Assault of inmate by Prison Officers, seizure of drugs linked to unrest/fire at Lusignan Prison
By Isanella Patoir
The beating of an inmate at the hands of four prison officers along with the seizure of a quantity of marijuana, one cell phone and alcohol led to the unrest and subsequent burning of a section of the Lusignan Prison, East Coast Demerara Sunday.
Director of Prisons, Gladwin Samuels at a press briefing on Monday said that the incidents occurred simultaneously.
Samuels explained that at about 11:55h he was informed by Officer in Charge at the Prison, Senior Superintendent Alexander Hopkinson that there was a discovery of parcel with the drugs.
“Yesterday it was clearly overheard that the prisoners said there was a drought in the prison as it relates to the availability of contraband, so I think that situation would have further propelled for the desire for them to get their stuff,” Samuels told reporters at the Ministry of Public Security’s Brickdam Office.
The Prison Director explained that within the last two weeks there were three cases of illegal items being confiscated at the prison and one person was also arrested for attempting to smuggle marijuana into the prison.
Subsequent to the discovery of the illegal items Sunday, there was an altercation between a prisoner who works in the kitchen and another inmate.
“….it was brought to my attention that the prisoner was assaulted by one of the officers,” Samuels said.
The prisoner was then escorted to the prison yard where he was further assaulted by the other officers after he threatened to kill them.
The four officers have since been removed from the prison.
“These matters are still being investigated, so what I am saying is not definitive,” Samuels stated.
With the seizure of the illegal items and the assault to the prisoner, the inmates began to break the wooden walls of the prison and subsequently set fire to the building, demanding that the drugs be returned.
“The items were not returned and in light of the two circumstances at the time it resulted to fire being set to the building,” the Prison Director explained.
The old wooden building was quickly engulfed in flames and burnt flat to the ground.
The Prison’s kitchen and a section of the Administration building were also destroyed.
Quick action by the Joint Services prevented any escapes and no one was seriously injured.
However, Samuels said a number of prisoners were armed with knives, forks and cutlasses from the kitchen; all of the weapons were successfully confiscated.
Following the fire, ranks of the Guyana Defence Force were deployed to assist members of the Police Force, Fire and Prison Services secure the facility.
The Guyana Police Force previously stated that some 15 prisoners were injured, but Samuels clarified that 11 prisoners were injured; two, including the prisoner who was assaulted, were referred to Georgetown Public Hospital where they were treated and discharged.

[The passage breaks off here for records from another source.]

PR #830, opened 2020-02-21
Add info on threading, mpi and opencl to the csv and stdout

### LINKED ISSUE #793: Revisit printing info on threads and OpenCL devices
#### Description:

In #766 I added some output that would print information on threading and OpenCL. 
Example for both:

```
STAN_THREADS is enabled. map_rect will run with at most 2 thread(s).

STAN_OPENCL is enabled. OpenCL supported functions will use:
Platform: AMD Accelerated Parallel Processing
Device: gfx906
```

In https://discourse.mc-stan.org/t/new-message-on-stan-threads/12596 @wds15 raised some fair question on this solution, mainly the following two:

> I actually think that this statement should be part of the stan services which do printout of the chain run parameters. I mean, the exact numerical results will depend on the choice of the number of threads.

> In case the user turns on threading and MPI, then MPI will be used for parallelism (and only a nested map_rect would use threads). Turning on both is not recommended, but it should work.

While the fix for the latter one can be fixed during the feature freeze, which is currently ongoing, I am not sure we can fix the first one before the next release as that does changes some features of the chain run parameters. So we should probably just revert my PR and handle this again after the release?

#### Current Version:
v2.21.0

rok-cesnovar:
#### Submisison Checklist

#### Summary:

Closes #793 by adding the following info to the stdout and the csv file: 
- number of threads used (STAN_NUM_THREADS if STAN_THREADS is on and STAN_MPI isnt on)
- mpi_enabled = 1 if STAN_MPI is used
- opencl device and platform info if STAN_OPENCL is on

Examples from csv files (it displays the same info in the stdout): 
threads:
```
# output
#   file = output.csv (Default)
#   diagnostic_file =  (Default)
#   refresh = 100 (Default)
# num_threads = 4
```
opencl:
```
# output
#   file = output.csv (Default)
#   diagnostic_file =  (Default)
#   refresh = 100 (Default)
# num_threads = 4
# opencl_platform = AMD Accelerated Parallel Processing
# opencl_platform = gfx906+sram-ecc
```
MPI: 
```
# output
#   file = output.csv (Default)
#   diagnostic_file =  (Default)
#   refresh = 100 (Default)
# mpi_enabled = 1
```

It also removes the stdout info printed in 2.22.

#### Copyright and Licensing

### DIFF
--- a/src/cmdstan/command.hpp
+++ b/src/cmdstan/command.hpp
@@ -8,6 +8,8 @@
 #include <cmdstan/arguments/arg_output.hpp>
 #include <cmdstan/arguments/arg_random.hpp>
 #include <cmdstan/write_model.hpp>
+#include <cmdstan/write_opencl_device.hpp>
+#include <cmdstan/write_parallel_info.hpp>
 #include <cmdstan/write_stan.hpp>
 #include <cmdstan/io/json/json_data.hpp>
 #include <stan/callbacks/interrupt.hpp>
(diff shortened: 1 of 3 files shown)


rok-cesnovar:
@wds15 do you feel better about this way of outputting the threading info?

Over 200 prisoners displaced
As a result of the fire, 284 prisoners have been displaced. Twenty-seven were transferred to the Camp Street Prison in Georgetown, 51 to the Timehri Prison and 50 to the Mazaruni Prison.
“This leaves an additional 156 prisoners who will have to be accommodated at the holding facility; this situation will take the locked in population at the holding facility to 581,” Samuels explained.
The Lusignan Holding facility was set up after the 2017 Camp Street fire and was sectionalized into three bays. A fourth bay was built recently to conduct searches; the 156 prisoners are now in holding bay four.
Prior to Sunday’s fire, there were 425 prisoners in the holding facility. There is now an increased police presence at the prison.
Meanwhile, eight prisoners have been named as masterminds in the unrest and investigations are ongoing in this regard.
No budget to rebuild
Minister of Public Security, Khemraj Ramjattan at the press briefing noted that there is no budget to cater for the rebuilding of the Lusignan Prison.
He said the focus will be to complete construction works at the Mazaruni and Camp Street Prisons and relocate the prisoners to these facilities.
Due to COVID-19, the construction works have halted. Ramjattan said what is more important now is to build a kitchen to feed the 581 prisoners at Lusignan.
Further, it was also noted that there is a need for more staffing at the prisons. Samuels explained that every time there is recruitment they are faced with the issue of corruption and have to dismiss staff.
“This is something I have always being speaking on and unfortunately it has not changed.”